Costa Rica, 04-30-2007
We’ve finally arrived! As expected, it took longer than expected. After landing in San Jose, we grab a bus headed for downtown. It took some help from some friendly locals, but we finally found La Coca Cola Estacione. (Is everything branded now?) but it appears completely shut-up. Wanting badly to get to the coast, we walk a few more blocks to orient ourselves, ending up in a neighborhood bad enough that I wouldn’t want to be there after dark. It’s apparently dangerous enough that a local woman stops us out of the blue and seaks with and earnest concern in her voice. I don’t understand her rapid-fire Spanish. She backtracked to repeating a simple “Aqui, es malo. Es muy malo,” and making purse-snatching gestures with her own purse.

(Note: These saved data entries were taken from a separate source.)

PR #2667, opened 2026-02-09
docs: document NetSuite sync modes, delete handling, and table types

jwhartley:
## Summary
- Add "Sync modes and data loading" sections to both NetSuite connector docs (SuiteAnalytics and SuiteQL)
- Explain how incremental vs full refresh is determined (presence of `log_cursor` / `lastmodifieddate`)
- Document delete handling via NetSuite's `DeletedRecord` system table, including which table types support it (base tables) and which don't (linking/junction tables)
- Clarify the distinction between paginated backfill, snapshot backfill, and scheduled full refresh
- Add tip for switching a table from full refresh to incremental

## Context
Customer conversations revealed that none of this behavior was documented. The docs previously listed configuration properties but didn't explain the resulting sync behavior, which tables get deletes, or how to check/change sync modes.

## Test plan
- [ ] Verify Docusaurus renders the new sections correctly (headings, tip box, internal links)
- [ ] Joseph to review for technical accuracy against connector implementation\


site/docs/reference/Connectors/capture-connectors/netsuite-suiteanalytics.md
```diff
@@ -16,6 +16,45 @@ However, if you don't have SuiteAnalytics, see the [SuiteQL connector](./netsuit
 
 Estuary discovers all of the tables to which you grant access during [setup](#setup), including `Transactions`, `Reports`, `Lists`, and `Setup`.
 
+## Sync modes and data loading
+
+Each table binding uses one of two sync modes, determined by the cursor fields available on the table.
```
jshearer: will come back after reading the whole thing, but... I would say the connector has at least 3 sync modes: snapshots, periodic backfills, and incremental replication.

site/docs/reference/Connectors/capture-connectors/netsuite-suiteanalytics.md
```diff
@@ -16,6 +16,45 @@ However, if you don't have SuiteAnalytics, see the [SuiteQL connector](./netsuit
...
+
+Tables with a date-time column suitable for change tracking (configured via [`log_cursor`](#bindings)) are synced **incrementally**. Most base record tables — such as `Transaction`, `Account`, `Customer`, `Employee`, `Item`, `Subsidiary`, and `Vendor` — have a `lastmodifieddate` column that the connector discovers automatically.
+
+During incremental sync, the connector queries only for rows modified since the last checkpoint. The polling frequency is controlled by the [`interval`](#bindings) setting (default: 1 hour).
+
+**How to tell if a table is incremental:** Check the binding's `log_cursor` field. If it's set (e.g., `lastmodifieddate`), the table is incremental.
+
+### Full refresh
+
+Tables without a `log_cursor` are synced via **full refresh** — the connector re-reads the entire table on each sync. This is common for linking and junction tables (e.g., `TransactionLine`, `NextTransactionLineLink`) that lack a `lastmodifieddate` column.
```
jshearer: https://github.com/estuary/source-netsuite/pull/193 will make these referenced tables out of date

site/docs/reference/Connectors/capture-connectors/netsuite-suiteanalytics.md
```diff
@@ -16,6 +16,45 @@ However, if you don't have SuiteAnalytics, see the [SuiteQL connector](./netsuit
...
+
+There are two full refresh modes:
+
+- **Paginated backfill** — Uses the [`page_cursor`](#bindings) to read the table in ordered pages. Pair this with a [`schedule`](#setting-a-schedule) cron expression to control how often the full refresh runs (e.g., daily).
+- **Snapshot backfill** — Set [`snapshot_backfill: true`](#bindings) when no good page cursor exists and the table is small enough for a single query. Snapshot mode manages its own schedule via the `interval` field. Do **not** combine `snapshot_backfill` with a cron `schedule` — this will cause issues with delete emission.
```
jshearer: It's probably worth noting that periodic snapshots using `interval` are capable of capturing deletions on tables that are not covered by `DeletedRecord`

site/docs/reference/Connectors/capture-connectors/netsuite-suiteanalytics.md
```diff
@@ -16,6 +16,45 @@ However, if you don't have SuiteAnalytics, see the [SuiteQL connector](./netsuit
...
+
+**Base record tables** (such as `Transaction`, `Account`, `Customer`, `Subsidiary`, `Currency`, `CurrencyRate`, `Department`, `Employee`, `Item`, `Vendor`, etc.) support delete tracking. When a record is deleted in NetSuite, it appears in the `DeletedRecord` table, and Estuary emits a deletion event to the corresponding collection.
+
+**Linking and junction tables** (such as `TransactionLine`, `TransactionAccountingLine`, `NextTransactionLineLink`, `NextTransactionAccountingLineLink`) do **not** support delete tracking via `DeletedRecord`. NetSuite does not track deletions for these table types. If a linking table is configured for full refresh (snapshot mode), rows that no longer appear in the source are detected as removals during the next full read.
+
+### Table associations
+
+Linking tables can optionally be loaded as **associations** of a parent table instead of — or in addition to — standalone bindings. For example, `TransactionAccountingLine` can be associated with `Transaction` so that when a transaction is modified, its related accounting lines are also loaded.
```
jshearer: I... have been somewhat hesitant to actually talk about this feature because of the major footgun that unless every change in the child table is reflected in an update to the parent table's last-modified cursor (which is almost never the case), using this feature will only appear to work, but actually miss a bunch of change events.

site/docs/reference/Connectors/capture-connectors/netsuite-suiteql.md
```diff
@@ -23,6 +23,26 @@ Currently, this connector supports a subset of NetSuite tables, such as:
 If you need to capture a table that is not yet supported, [contact support](mailto:support@estuary.dev) with the table name(s).
 Estuary support will be able to confirm availability and, if needed, add the table(s) to the connector.
 
+## Sync modes and data loading
```
jshearer, line 26: SuiteQL does not support incremental sync, deletion tracking (except via snapshots, those still capture deletes via `_meta/row_id`), associations, etc. This was an intentional decision we made to simplify the implementation given the constraints. Here's a comparison table that I had Claude put together. Are you in the netsuite connector repo? We should probably get you in there so you (or your agents ;)) can poke around.

---

## Fundamental SuiteQL API Constraints That Drove the Design

These four API-level constraints shaped every design decision:

1. **No table metadata introspection** - SuiteQL has no equivalent of `OA_TABLES`/`OA_COLUMNS`/`OA_FKEYS`. You cannot programmatically discover schemas, column types, primary keys, or foreign keys. The connector requires manual table/key specification via `EndpointConfig.tables`, with defaults from a small `hints.py` (19 lines, 10 tables).

2. **100-column silent failure** - SuiteQL silently returns zero results if a table exceeds 100 columns. Users can specify explicit `columns` lists, or use `SELECT *` with the understanding it fails silently on wide tables.

3. **100k row result limit** - SuiteQL caps results at 100,000 rows per query. The connector uses rownum-based subquery pagination (`wrap_in_paged_subquery`), but each subsequent page re-queries already-seen data, making it progressively slower. Practical ceiling is low single-digit millions of rows.

4. **Datetime information loss** - SuiteQL returns datetime columns as date-only strings. Previous attempts to use `TO_CHAR()` conversions caused timezone mismatch bugs, and including many date-to-datetime conversions in a single query also causes failures. The new connector accepts this and returns data as-is, without hour/minute/second information.

## Features SuiteQL Does NOT Support vs SuiteAnalytics

| Capability | SuiteAnalytics | SuiteQL |
|---|---|---|
| **Incremental replication** | Yes (via `lastmodifieddate` cursor fields) | No. Full refreshes only. |
| **Automatic schema discovery** | Yes (queries `OA_COLUMNS` with types, PKs, FKs) | No. Manual table/key config only. |
| **Deletion tracking** | Yes (`DeletedRecord` table + tombstones) | No. Full refresh overwrites. |
| **Associated document loading** | Yes (child rows loaded with parent changes) | No. |
| **Maximum columns supported** | 1,000 | 100 |
| **Concurrent backfill chunks** | Yes (parallel cursor-range splitting) | No. Single-threaded only. |
| **Typed schema models** | Yes (full Pydantic models with correct types) | No. All fields are passed through from the API response, relies on schema inference. |
| **Boolean normalization** | Yes (`T`/`F` to `true`/`false`) | No. Data as-is. |
| **Datetime with timezone** | Yes (UTC assumption, proper datetime types) | No. Dates only. |

jshearer (changes requested):
Mainly the SuiteQL information here is factually incorrect. If you don't already have access to the netsuite repo just make an access request and Mike or I can add you, there's a lot of valuable data in there about the history of the connectors, decisions we made in PR/commit messages etc.

jwhartley:
All review feedback addressed in commits eaede1f, 66ce4fe, and 745263d. Inline replies on each thread below; high-level summary:

SuiteAnalytics
- "Sync modes" rewritten as three modes (incremental / paginated backfill / snapshot)
- Linking-table examples updated for source-netsuite#193 — `TransactionLine`, `NextTransactionLineLink`, `PreviousTransactionLineLink`, `NextTransactionAccountingLineLink`, and `PreviousTransactionAccountingLineLink` are listed as incremental; `TransactionAccountingLine` is the paginated-backfill example
- Snapshot row-id diffing documented as the delete mechanism for tables not in `DeletedRecord`
- Delete-handling section now calls out that the `DeletedRecord` binding must itself be enabled, and that paginated-backfill bindings can't auto-emit deletes
- Dropped the dedicated "Table associations" prose section given the parent-cursor footgun; the `/associations` properties stay in the bindings reference
- Bumped sample image tag `v3` → `v4` and trimmed the duplicated "Setting a Schedule" section
- Fixed the `exclude_*` defaults in the Advanced Options table to reflect what discovery actually configures (calculated/custom/hidden = `true` for new bindings per source-netsuite#181; `non_display` = `false` because too many useful columns are flagged non-display in NetSuite metadata)

SuiteQL
- Replaced the incorrect incremental / `DeletedRecord` / associations claims; the page now states up front that the connector is full-refresh-only by design and points users to SuiteAnalytics if they need incremental
- New "API constraints" section covers the four hard SuiteQL limits
- Snapshot-mode delete inference via `/_meta/row_id` documented; paginated-backfill deletes flagged as customer-managed
- Fixed `/interval` and `/schedule` defaults in the bindings table to match what discovery actually configures (snapshots: `P1D` interval, empty schedule; paginated: ignored interval, `0 0 * * *` schedule)

Each claim verified against `source_netsuite/{resources,hints,models}.py`, `source_netsuite_suiteql/{resource,hints,models,query}.py`, and CLAUDE.md.

site/docs/reference/Connectors/capture-connectors/netsuite-suiteanalytics.md
jwhartley: Done — rewrote the section to describe three modes (incremental, paginated backfill, snapshot) and clarified that the connector picks one automatically during discovery from the cursor and key columns it finds.

site/docs/reference/Connectors/capture-connectors/netsuite-suiteanalytics.md
jwhartley: Updated. `TransactionLine` and the four `*LineLink` / `*AccountingLineLink` tables are now listed as incremental examples (with `lastmodifieddate` or `linelastmodifieddate` cursors per hints.py). `TransactionAccountingLine` is now the example for paginated backfill — it's still log-cursor-less in hints.py, so it should be a stable example.

site/docs/reference/Connectors/capture-connectors/netsuite-suiteanalytics.md
jwhartley: Added. The Snapshot section now spells out that snapshots diff each run's `/_meta/row_id` set against the previous run's and emit deletions for any rows that disappear. The Delete-handling section calls this out explicitly as the only built-in mechanism for tables not covered by `DeletedRecord`, and notes that paginated-backfill bindings (e.g., `transactionLine`) can't infer deletions on their own — those need a downstream cleanup query.

site/docs/reference/Connectors/capture-connectors/netsuite-suiteanalytics.md
jwhartley: Fair concern. I dropped the dedicated prose walkthrough that framed associations as a recommended pattern. The `/associations` properties remain in the bindings reference for users who already configure them intentionally, but there's no longer anything in the page steering new customers toward the feature. Happy to remove the property rows entirely if you'd rather hide it from the docs altogether.

site/docs/reference/Connectors/capture-connectors/netsuite-suiteql.md
jwhartley: Rewrote the SuiteQL section completely. It now opens by stating that the connector is full-refresh-only by design and routes users to SuiteAnalytics for incremental needs. Added an "API constraints" section covering the four hard SuiteQL limits from your comparison table (no metadata introspection, 100-column silent failure, 100k-row cap, date-only timestamps) so the design tradeoffs are explicit. Snapshot-mode delete inference via `/_meta/row_id` is documented; paginated-backfill deletes are explicitly flagged as customer-managed.

Also fixed the `/interval` and `/schedule` defaults in the bindings table to match discovery reality — snapshots use `P1D` interval with no schedule, paginated bindings ignore `interval` and run on `0 0 * * *`. The previous `PT1H` interval default was the Pydantic-level default that no real binding actually uses.

site/docs/reference/Connectors/capture-connectors/netsuite-suiteanalytics.md
```diff
@@ -16,6 +16,39 @@ However, if you don't have SuiteAnalytics, see the [SuiteQL connector](./netsuit
...
+
+Estuary captures deletions in two ways:
+
+- **Via the `DeletedRecord` system table.** For base record tables (such as `Transaction`, `Account`, `Customer`, `Subsidiary`, `Currency`, `Department`, `Employee`, `Item`, and `Vendor`), Estuary reads NetSuite's `DeletedRecord` system table and emits a deletion event to the corresponding collection for each row that appears there. **The `DeletedRecord` binding must itself be enabled in your capture for these events to be emitted.** NetSuite does not record deletions in `DeletedRecord` for many linking and junction tables (notably `transactionLine` and `TransactionAccountingLine`).
+- **Via snapshot diffing.** Snapshot bindings detect deletions by comparing each run's `/_meta/row_id` set to the previous run's. Any row that disappears is emitted as a deletion. This is the only built-in mechanism for capturing deletions on tables that aren't covered by `DeletedRecord`. For paginated-backfill bindings on those tables (for example, `transactionLine`), the connector cannot infer deletions on its own — schedule periodic backfills and run a downstream cleanup query that removes rows older than the most recent backfill start time.
```
jshearer: > For paginated-backfill bindings on those tables (for example, `transactionLine`), the connector cannot infer deletions on its own — schedule periodic backfills and run a downstream cleanup query that removes rows older than the most recent backfill start time.

We have talked about this solution internally (and may actually have one or two customers actually using it), and it _does_ work, but IMHO it's kind of a rube goldberg machine and probably only really useful if it's the last thing needed to get a contract over the finish line.

The real feature here is first-party support for truncations, which is on the roadmap but not built yet. Personally, I wouldn't even mention the "downstream cleanup query" here.... but that's somewhat of a taste decision, so up to you, not blocking.

site/docs/reference/Connectors/capture-connectors/netsuite-suiteql.md
```diff
@@ -23,6 +23,35 @@ Currently, this connector supports a subset of NetSuite tables, such as:
...
+
+## API constraints
+
+SuiteQL has several hard API limits that shape how the connector operates. Plan your bindings with these in mind:
+
+- **No metadata introspection.** Unlike the SuiteAnalytics ODBC driver, SuiteQL has no way to programmatically discover table schemas, primary keys, or foreign keys. The connector relies on a static list of supported tables and keys; if you need a table that isn't supported, [contact support](mailto:support@estuary.dev).
+- **100-column limit.** SuiteQL silently returns zero rows for any query that selects more than 100 columns. To capture wide tables, set the binding's [`columns`](#bindings) field to an explicit list of 100 or fewer columns.
+- **100,000-row result limit.** SuiteQL caps query results at 100,000 rows. The connector works around this with paginated subqueries, but each successive page re-scans previously read rows, so very large tables (tens of millions of rows or more) become impractical.
```
jshearer:
```suggestion
- **100,000-row result limit.** SuiteQL caps query results at 100,000 rows. For tables with keys, this is not a practical concern: the connector pages through results using the key's sort order, and each page fetches only unread rows. For tables without keys on the other hand, the connector uses a limit-offset strategy. Each subquery must re-examine the full table scan to locate its window of rows, so performance degrades as the table grows. Snapshot bindings are best suited to small reference/lookup tables.
```

Or something like that. The 100k result limit isn't relevant for backfilling with a key, just snapshots, and just because it forces us to use rownum pagination.

site/docs/reference/Connectors/capture-connectors/netsuite-suiteql.md
```diff
@@ -23,6 +23,35 @@ Currently, this connector supports a subset of NetSuite tables, such as:
...
+The SuiteQL connector is **full-refresh only** — it does not support incremental change capture. The SuiteQL REST API does not expose the metadata required for incremental replication (no equivalent of SuiteAnalytics' `OA_TABLES`/`OA_COLUMNS`/`OA_FKEYS`), so each binding is re-read from scratch on every run. Use the [`schedule`](#bindings) cron expression to control how often a binding re-runs and picks up new and changed rows.
+
+If incremental sync is required, use the [SuiteAnalytics connector](./netsuite-suiteanalytics.md) instead.
+
+### Paginated backfill vs. snapshot
+
+The connector picks a mode per binding based on whether the table has a configured key:
+
+- **Paginated backfill** — Tables with a key (specified in the endpoint's `tables` config) are read in ordered pages using a `page_cursor` (defaults to the first key field). Each scheduled run starts a new full backfill.
+- **Snapshot** — Tables with no key (for example, `Account`, `DeletedRecord`, `transactionHistory`, `TransactionStatus`) are read as a single query that returns the entire table. Snapshots run on the binding's `interval` (defaulting to once a day) and use `/_meta/row_id` as the collection key.
```
jshearer: tbh `Account` does have a key, it just isn't hinted properly. we should fix this in the connector's hints

jshearer (approved):
This looks good to me @jwhartley, thanks for the update! I had a couple of small suggestions/comments, but all within the realm of your discretion.

site/docs/reference/Connectors/capture-connectors/netsuite-suiteanalytics.md
jwhartley: Kept the cleanup-query workaround and added a sentence noting that first-party truncation support is on the roadmap and would automate this end-to-end. Pushed in ea68515.

site/docs/reference/Connectors/capture-connectors/netsuite-suiteql.md
jwhartley: Applied your suggestion verbatim — pushed in ea68515.

site/docs/reference/Connectors/capture-connectors/netsuite-suiteql.md
jwhartley: Agreed — dropped `Account` from the snapshot example list in the doc (ea68515) so we're not modeling it as keyless going forward.

Looking at the connector, your `jshearer/suiteql_table_analysis` branch (commit 93e4857, "expand table coverage from 10 to 50 with verified keys") already flips `Account` from snapshot to cursor mode with a verified `id` key. Are you planning to land that branch soon? If so I'll leave the hint as-is and let it carry the fix; if it's blocked or going to sit a while, happy to put up a smaller targeted PR for just the `Account` hint to get the immediate bug fixed.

Yeah, we’re a pair of stand-out gringos.
We thanked her, but continued on, as we’re convinced the bus to Puntarenas is near. With the help of a few more locals, we discover we’re right. And that bus stations are never in a nice part of town.
$0.75 (equivalent) for the first bus from airport, $1.50 each for the second all the way from San Jose to Puntarenas – a 2-3 hour trip contingent on traffic and construction. Beat that, Greyhound.
After a $2 cab ride to the Paquera ferry, we’re set to hit the Peninsula de Nicoya and Mal Pais. We have some time and hunger to kill, though. Wandering a block or two from the high-traffic ferry “terminal”, we find a locate soda (cafe) and gobble down a home-made lunch of tacos and arroz con pollo. $3 per tummy and we’re stuffed. I love how far the dollar goes here, and I hate how poor my Spanish is. Es malo. Es muy malo.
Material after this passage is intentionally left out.